Note that two BigDecimal objects that are equal in value but have a different scale (like 10.0 and 10.00) are considered equal by compareTo method.

BigDecimal bd1 = new BigDecimal("100");
BigDecimal bd2 = new BigDecimal("100.00");
BigDecimal bd3 = new BigDecimal("50");
BigDecimal bd4 = new BigDecimal("200");
System.out.println("100 compareTo 100.00 = "+bd1.compareTo(bd2));
System.out.println("100 compareTo 50 = "+bd1.compareTo(bd3));
System.out.println("100 compareTo 200 = "+bd1.compareTo(bd4));

Output of above BigDecimal compareTo example code is:

100 compareTo 100.00 = 0
100 compareTo 50 = 1
100 compareTo 200 = -1

Java BigDecimal toString

Java BigDecimal toString method behaves differently based on the scale value.
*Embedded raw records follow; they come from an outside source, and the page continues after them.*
PR #9867, opened 2024-05-06
Doc: Add Python docstring for gdal.FillNodata

dbaston:
Side note, I found the first result in the example a little surprising.


rouault:
> I found the first result in the example a little surprising.

what exactly was surprising ? at first sight, that seems plausible to me

dbaston:
I would have expected the results in the two columns to be the same.

dbaston:
Disregard, I posted a different example than the one I was troubleshooting.

PR #9883, opened 2024-05-09
MiraMonVector: adding which polygon cycles the linestring in the linestring metadata information

AbelPau:
## What does this PR do?
Fix: adding which polygon cycles the stringline in the stringline metadata information

It's not an error but it's useful metadata information.

## Tasklist

 - [x] Almost all CI builds and checks have passed
 - [x] Confirm that Linux Builds / Alpine gcc failure is not this pull request fault.

### DIFF
--- a/ogr/ogrsf_frmts/miramon/mm_wrlayr.c
+++ b/ogr/ogrsf_frmts/miramon/mm_wrlayr.c
@@ -5584,14 +5584,22 @@ static int MMWriteMetadataFile(struct MiraMonVectorMetaData *hMMMD)
         }
     }
 
-    // Writing OVERVIEW:ASPECTES_TECNICS in polygon metadata file.
-    // ArcSource=fitx_pol.arc
-    if (hMMMD->ePlainLT == MM_LayerType_Pol)
+    if (hMMMD->ePlainLT == MM_LayerType_Pol && hMMMD->aArcFile)
     {
+        // Writing OVERVIEW:ASPECTES_TECNICS in polygon metadata file.
+        // ArcSource=fitx_pol.arc
         fprintf_function(pF, LineReturn "[%s]" LineReturn,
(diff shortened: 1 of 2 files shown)


AbelPau:
It seems that Linux Builds / Alpine, gcc fails for a problem out of this PR scope.

ogr/ogrsf_frmts/miramon/mm_wrlayr.c
```diff
@@ -5868,7 +5878,11 @@ static int MMWriteVectorMetadataFile(struct MiraMonVectLayerInfo *hMiraMonLayer,
                    sizeof(hMMMD.hBB));
             hMMMD.pLayerDB = nullptr;
         }
-        return MMWriteMetadataFile(&hMMMD);
+        hMMMD.aArcFile = strdup_function(
+            get_filename_function(hMiraMonLayer->MMPolygon.pszLayerName));
+        nResult = MMWriteMetadataFile(&hMMMD);
+        free_function(hMMMD.aArcFile);
```
rouault, line 5884: shouldn't hMMMD.aArcFile be set to NULL after free_function, to avoid a potential reuse of freed memory ?

AbelPau: I think it's not necessary because it's in a structure created at the same function and set to 0.
memset(&hMMMD, 0, sizeof(hMMMD));

And after the use the function finalizes with return 0 and this structure is not used outside.

AbelPau:
> @rouault It seems that Linux Builds / Alpine, gcc fails for a problem out of this PR scope. Is this true?

It seems thant a second try has make it pass.

ogr/ogrsf_frmts/miramon/mm_wrlayr.c
rouault: ok, I missed this was a local structure

PR #9884, opened 2024-05-09
[gdal_create] Use GDALArgumentParser

elpaso:


apps/gdal_create.cpp
```diff
@@ -31,45 +31,169 @@
...
+        .help(_("Set the size of the output file."));
+
+    argParser->add_argument("-bands")
+        .metavar("<count>")
+        .store_into(psOptions->nBandCount)
+        .help(_("Set the number of bands in the output file."));
+
+    argParser->add_argument("-burn")
+        .metavar("<value>")
+        .nargs(nargs_pattern::at_least_one)
```
rouault, line 128: .append() should probably be added too, since the current synopsis indicates "[-burn <value>]..."

Testing a bit, I see we currently support all of 3 below variants:
```
gdal_create -outsize 1 1 -bands 3 -burn 1 2 3 out.tif
gdal_create -outsize 1 1 -bands 3 -burn "1 2 3" out.tif
gdal_create -outsize 1 1 -bands 3 -burn 1 -burn 2 -burn 3 out.tif
```
the later one is the only one actually documented (or at least this is my understanding of the synopsis and documentation), but the one tested per test_gdal_create_pdf_tif is `` -burn 1 2``
If that's not too inconvenient, we could try to still support the 3 variants?

elpaso: done

apps/gdal_create.cpp
```diff
@@ -31,45 +31,186 @@
...
+            {
+                if (s.find(' ') != std::string::npos)
+                {
+                    char **papszTokens = CSLTokenizeString(s.c_str());
+                    for (int i = 0; papszTokens[i] != nullptr; i++)
+                    {
+                        psOptions->adfBurnValues.push_back(
+                            CPLAtof(papszTokens[i]));
+                    }
+                    CSLDestroy(papszTokens);
```
rouault, line 142: Slightly more C++ way avoiding explicit CSLDestroy():
```suggestion
                    const CPLStringList aosTokens(CSLTokenizeString(s.c_str()));
                    for (int i = 0; i < aosTokens.size(); i++)
                    {
                        psOptions->adfBurnValues.push_back(
                            CPLAtof(aosTokens[i]));
                    }
```

rouault:
Failure on [build-windows-msys2-mingw](https://github.com/OSGeo/gdal/actions/runs/9031429017/job/24817643775?pr=9884#logs) unrelated, and likely related to msys2 having upgraded to gcc 14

If the scale is 6 or more, then it prints in exponential notation. Below are some pseudo code to show the BigDecimal value with scale and the String representation returned by toString method.

 [456,0]      "456"
 [-456,0]     "-456"
 [456,-1]     "4.56E+3"
 [456,-3]     "4.56E+5"
 [456,1]      "45.6"
 [456,5]      "0.00456"
 [456,10]     "4.56E-8"
 [-456,12]    "-4.56E-10"

Here is a simple java example for BigDecimal toString example.

BigDecimal bd1 = new BigDecimal(new BigInteger("10"),10);
System.out.println("BigDecimal(10) with Scale 10 toString = "+bd1);
bd1 = new BigDecimal(new BigInteger("10"),4);
System.out.println("BigDecimal(10) with Scale 4 toString = "+bd1);

Output produced by above BigDecimal toString example code is:

BigDecimal(10) with Scale 10 toString = 1.0E-9
BigDecimal(10) with Scale 4 toString = 0.0010

That’s all for Java BigDecimal class.